PR #3529, opened 2017-01-06
Fixes various diagnostics

daniel-j-h:
Found with LLVM 3.9.1 and then fixed the most severe categories.

### DIFF
--- a/include/util/exception_utils.hpp
+++ b/include/util/exception_utils.hpp
@@ -5,11 +5,11 @@
 // Helper macros, don't use these ones
 // STRIP the OSRM_PROJECT_DIR from the front of a filename.  Expected to come
 // from CMake's CURRENT_SOURCE_DIR, which doesn't have a trailing /, hence the +1
-#define _PROJECT_RELATIVE_PATH(x) std::string(x).substr(strlen(OSRM_PROJECT_DIR) + 1)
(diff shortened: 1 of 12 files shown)


include/util/exception_utils.hpp
```diff
@@ -5,11 +5,11 @@
 // Helper macros, don't use these ones
 // STRIP the OSRM_PROJECT_DIR from the front of a filename.  Expected to come
 // from CMake's CURRENT_SOURCE_DIR, which doesn't have a trailing /, hence the +1
-#define _PROJECT_RELATIVE_PATH(x) std::string(x).substr(strlen(OSRM_PROJECT_DIR) + 1)
```
daniel-j-h: _Uppercase is reserved

include/util/geojson_debug_logger.hpp
```diff
@@ -47,7 +47,7 @@ class GeojsonLogger
     // cannot lock, is tooling for locked function
     static void output(bool first, const util::json::Array &array)
     {
-        for (const auto object : array.values)
+        for (const auto &object : array.values)
```
daniel-j-h: No longer copying potentially expensive variants around - this is the logger only so not really an issue

daniel-j-h:
Hm maybe only with selected `-W` categories. What I did was running with `-Weverything`, then grouping all diagnostics by category, manually picking the most severe categories and fixing those. There are tons and tons of warning categories we do not need to act on, e.g. all c++11 compat diagnostics.

Issue #3508, opened 2017-01-02
More information about map matching process in answers.


gardster:
I suggest to add some additional functions in the current matching engine to support incremental matching.
Current matching API is quite good, but it describes input as a separate complete track. There are not information about states during the call. And last track points may have bad confidence, because several routes are possible with same probability. There are not reliable methods to obtain the last point with good confidence and drop several points from the end.

I suggest to add additional parameters to matching API:

Point probability flag. This flag will add point probability information inside a tracepoints (or any other section) for the every input point.

I think this change will allow to use matching widely.

TheMarex:
> Point probability flag.

This is an interesting idea. I'm just not sure which probability we should expose here?

1. Expose the state emission probability:
    - how probable is it to see the GPS location given the matched street segment
    - this value is independent of any context
2. Expose the transition probability:
    - how probable is it that the street segment occurs after the previous street segment in a trace
    - does only account for context but not the actual matching point -> segment
3. Expose the join transition + emission probability
   - accounts for both

The main problem with just exposing these values is that the absolute values doesn't tell you much: They should always be looked on in relation to the other candidates for the same point. So we would need to come up with a mapping that normalizes this to an easily understandable range `0 .. 1` like we do for the `confidence` value of the whole trace.

An idea would be:

1. For every trace point save `transition + emission` log-probability of every candidate
2. When returning the trace compute the relative probability of the selected candidate.  `p_selected = e^logp_selected` and `p_scale = e^(logp_max - logp_min)` resulting in `p_confidence = p_selected / p_scale` which should normalize it to a usable value in the `0 .. 1` range.

gardster:
Thank you for explanation. Probability really seems really hard to expose. But for incremental matching most interesting think is how many alternative routes left inside the Viterbi algorithm. Because even they have good probabilities, if they don't participate in the Viterbi algorithm they will never be reached. This approach I suggest in my PR #3531 
More probabilistic functions requires more information about probabilities and links inside the Viterbi network (by intuition probability of the each inner tracepoint depends on score of the whole path in the Viterbi "network" and on score of all alternatives paths). It will take a lot of time to calculate all this scores.
What do you think if we add just alternative routes count field to the final output?

TheMarex:
@gardster interesting idea! This could also be useful for optimizations that look for "fixed points" in the map matching: Timestamps for which only one viable candidate is used by the next timestamp. At points like this we can forget all previous state and potentially save some memory/runtime later on.

[...]

PR #3531, opened 2017-01-06
Matching alternatives count output

gardster:
# Issue

https://github.com/Project-OSRM/osrm-backend/issues/3508

Possible way to determine degree of "finality" of the solution is how many ways that points to final HMM state lefts in the current layer. If there is only one candidate, that has link with final candidates set, than we can't change this candidate in future, even we obtain additional points after the last one. So we can save all matching results for points without alternatives and match only a part of the track when we obtain additional points. 

## Tasklist
 - [x] review
 - [x] adjust for comments

### DIFF
--- a/docs/http.md
+++ b/docs/http.md
@@ -298,7 +298,7 @@ The area to search is chosen such that the correct candidate should be considere
   Each `Waypoint` object has the following additional properties:
   - `matchings_index`: Index to the `Route` object in `matchings` the sub-trace was matched to.
   - `waypoint_index`: Index of the waypoint inside the matched route.
-  - `alternatives_count`: number of routes leading to the destination from this trace point. 1 means there are no other routes reaching destination. Greater values mean that there are different routes available and different route can be selected if you provide more coordinates.
+  - `alternatives_count`: number of alternative routes leading to the destination from this trace point. 0 means there are no other routes reaching destination. Greater values mean that there are different routes available and different route can be selected if you provide more coordinates.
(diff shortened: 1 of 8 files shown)


include/engine/routing_algorithms/map_matching.hpp
```diff
@@ -370,12 +371,8 @@ class MapMatching final : public BasicRoutingInterface<DataFacadeT, MapMatching<
             std::deque<std::pair<std::size_t, std::size_t>> reconstructed_indices;
             while (parent_timestamp_index > sub_matching_begin)
             {
-                if (model.breakage[parent_timestamp_index])
```
TheMarex: This seems unlreated, why was this removed?

gardster: It can lead to infinite loop. We don't change `parent_timestamp_index` or `sub_matching_begin` here, but continue to the while statement.

TheMarex:
I don't have time for an in-depth review right now, but I would like to see this in 5.7.0.

One thing I think is confusing is that the number of alternatives includes the currently selected route. "no alternatives" -> alternatives=0 would be the more intuitive interpretation. You probably need to port this to the `src/engine/routing_algorithms/map_matching.cpp` file since we shuffled code around.

gardster:
Ok. I port a code to the current master and decrease alternatives_count value.

TheMarex:
Finally had time to look at this again: Looks great. 👍 Merging.

PR #3537, opened 2017-01-09
Logs the current thread's id in assertions and for requests, resolves #3534

### LINKED ISSUE #3534: osrm-routed: link assertion error messages to the requests that triggered them
When `osrm-routed` hits an assertion, it exits with a message.  We *do* log requests before they're serviced, but in a busy multi-core environment, it's often difficult to tie the error message to a particular request without a bunch of time-consuming trial and error.

We should adjust the log messages so that when assertions are thrown, there is an easy way to quickly find the request that was being serviced by the thread that asserts.

One simple approach would be to log the thread ID in both request log messages, and the assertion error message.

daniel-j-h:
For #3534: prints tids for assertions and requests.
This lets us connect requests with assertions in a multi-threaded context.

Output will be

> [req][1267] get cheese
> [assert][1267] we're out of cheese

## Tasklist
 - [x] review
 - [x] adjust for comments

### DIFF
--- a/src/server/request_handler.cpp
+++ b/src/server/request_handler.cpp
@@ -25,6 +25,7 @@
 #include <iostream>
 #include <iterator>
 #include <string>
+#include <thread>
 
 namespace osrm
 {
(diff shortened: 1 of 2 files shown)


daniel-j-h:
Good to go here? @danpat?

MoKob:
Just tested it locally:
```
[debug] [req][0x70000f2b7000] /route/v1/driving/13.388860,52.517037;13.397634,52.529407?overview=false
[assert][0x70000f2b7000] /Users/mokob/git/engine/project-osrm/osrm-backend/src/engine/plugins/viaroute.cpp:34
in: osrm::engine::Status osrm::engine::plugins::ViaRoutePlugin::HandleRequest(const std::shared_ptr<datafacade::BaseDataFacade>, const api::RouteParameters &, util::json::Object &) const: !route_parameters.IsValid()
```

Looks good to go to me.

PR #3538, opened 2017-01-09
Provides OSRM_ASSERT_WITH_LOC macros for asserting with location, resolves #3533

### LINKED ISSUE #3533: Assertions should log coordinates wherever possible
We've got lots of assertions all over the codebase, which is great.

What's not so great is that if we hit one when dealing with planet-sized data, it's often very difficult to track down what the cause was.

Many errors are location specific - they are caused due to specific network shape or properties.

We should create a wrapper to `BOOST_ASSERT`, called `OSRM_ASSERT_WITH_LOCATION`, where we pass in location data.  If the assertion is thrown, we should log the coordinates in addition to the failed assertion information.  This would (hopefully) make it much faster to track down datasets to reproduce the problem.

This is not always going to be possible, but it would massively speedup debugging for location-specific assertion failures.

daniel-j-h:
For #3533.

Assertions now log a clickable location url:

> [Location] http://www.openstreetmap.org/?mlat=52.5396&mlon=13.2954#map=19/52.5396/13.2954
> [assert] /tmp/osrm-backend/src/extractor/guidance/sliproad_handler.cpp:322 in: virtual osrm::extractor::guidance::Intersection osrm::extractor::guidance::SliproadHandler::operator()(NodeID, EdgeID, osrm::extractor::guidance::Intersection) const: false

## Tasklist
 - [x] review
 - [x] adjust for comments

### DIFF
--- a/include/util/assert.hpp
+++ b/include/util/assert.hpp
@@ -1,0 +1,45 @@
+#ifndef OSRM_UTIL_ASSERT_HPP
+#define OSRM_UTIL_ASSERT_HPP
+
+#include <iostream>
+#include <string>
+
+#include "util/coordinate.hpp"
+
+#include <boost/assert.hpp>
+
+// Enhances BOOST_ASSERT / BOOST_ASSERT_MSG with convenience location printing
+// - OSRM_ASSERT(cond, coordinate)
+// - OSRM_ASSERT_MSG(cond, coordinate, msg)
+
+#ifdef BOOST_ENABLE_ASSERT_HANDLER
+
+#define OSRM_ASSERT_MSG(cond, loc, msg)                                                            \
+    do                                                                                             \
+    {                                                                                              \
+        if (!static_cast<bool>(cond))                                                              \
+        {                                                                                          \
+            ::osrm::util::FloatCoordinate c_(loc);                                                 \
+            std::cerr << "[Location] "                                                             \
+                      << "http://www.openstreetmap.org/?mlat=" << c_.lat << "&mlon=" << c_.lon     \
+                      << "#map=19/" << c_.lat << "/" << c_.lon << '\n';                            \
+        }                                                                                          \
+        BOOST_ASSERT_MSG(cond, msg);                                                               \
+    } while (0)
+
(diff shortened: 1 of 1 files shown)


daniel-j-h:
Callsites need to be adapted where possible.

oxidase:
@daniel-j-h would it make sense to catch assertion exceptions, log request part of URL and return error code in json instead of hard aborts?

daniel-j-h:
Hm not sure about that - catching assertions from deep down the engine and going on in routed can be potentially problematic (think: corrupting internal state). Waiting on @danpat for what he had in mind anyway.

oxidase:
@daniel-j-h 
 > corrupting internal state
Hrm, in the engine should not be an internal mutable state (think scaling), so failing one request should not influence others. At the moment an asserted request leads to the complete server process restart.

To have immutable data a compile-time guarantee of constness is required, eg datafacades must have the const qualifier. Anyway it deserves another PR that could add handling of asserts after finishing ongoing refactoring

daniel-j-h:
Ah I see now what you mean - can you ticket this up so we don't forget about it.

include/util/assert.hpp
```diff
@@ -0,0 +1,45 @@
...
+
+#include <boost/assert.hpp>
+
+// Enhances BOOST_ASSERT / BOOST_ASSERT_MSG with convenience location printing
+// - OSRM_ASSERT_WITH_LOC(cond, coordinate)
+// - OSRM_ASSERT_WITH_LOC_MSG(cond, coordinate, msg)
+
+#ifdef BOOST_ENABLE_ASSERT_HANDLER
+
+#define OSRM_ASSERT_WITH_LOC_MSG(cond, loc, msg)                                                   \
```
TheMarex: Minor nitpick `OSRM_ASSERT` is a little bit shorter to type then `OSRM_ASSERT_WITH_LOC` and since we don't have `OSRM_ASSERT_WITHOUT_LOC` I don't think we need that extra piece of information. :-)

daniel-j-h:
People - start using this! ;)

PR #3543, opened 2017-01-09
Supports destination:street, resolves #3541

### LINKED ISSUE #3541: Support destination:street tag
Support the `destination:street=` tag (and check if there are others we are mapping but missing out on).

http://taginfo.openstreetmap.org/search?q=destination

cc @pratikyadav @MoKob

daniel-j-h:
For #3541. We seem to map `destination:street` where appropriate. 
This changeset adds support for it.

cc @pratikyadav

## Tasklist
 - [x] review
 - [x] adjust for comments


daniel-j-h:
Good to go here?

profiles/lib/destination.lua
```diff
@@ -18,11 +18,18 @@ end
...
   dest = Destination.get_directional_tag(way, is_forward, 'destination')
+  street = Destination.get_directional_tag(way, is_forward, 'destination:street')
   if ref and dest then
     return ref .. ': ' .. dest
+  elseif ref then
+    return ref
+  elseif dest then
+    return dest
+  elseif street then
+    return street
```
MoKob: capturing from desk: this could be revisited to use the former syntax `return ref or dest or street or ' '`, as long as we do the check for street anyhow.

### Your instructions:
In the listing, find all lines with the string "same" and copy them.

### Answer:
Current matching API is quite good, but it describes input as a separate complete track. There are not information about states during the call. And last track points may have bad confidence, because several routes are possible with same probability. There are not reliable methods to obtain the last point with good confidence and drop several points from the end.
The main problem with just exposing these values is that the absolute values doesn't tell you much: They should always be looked on in relation to the other candidates for the same point. So we would need to come up with a mapping that normalizes this to an easily understandable range `0 .. 1` like we do for the `confidence` value of the whole trace.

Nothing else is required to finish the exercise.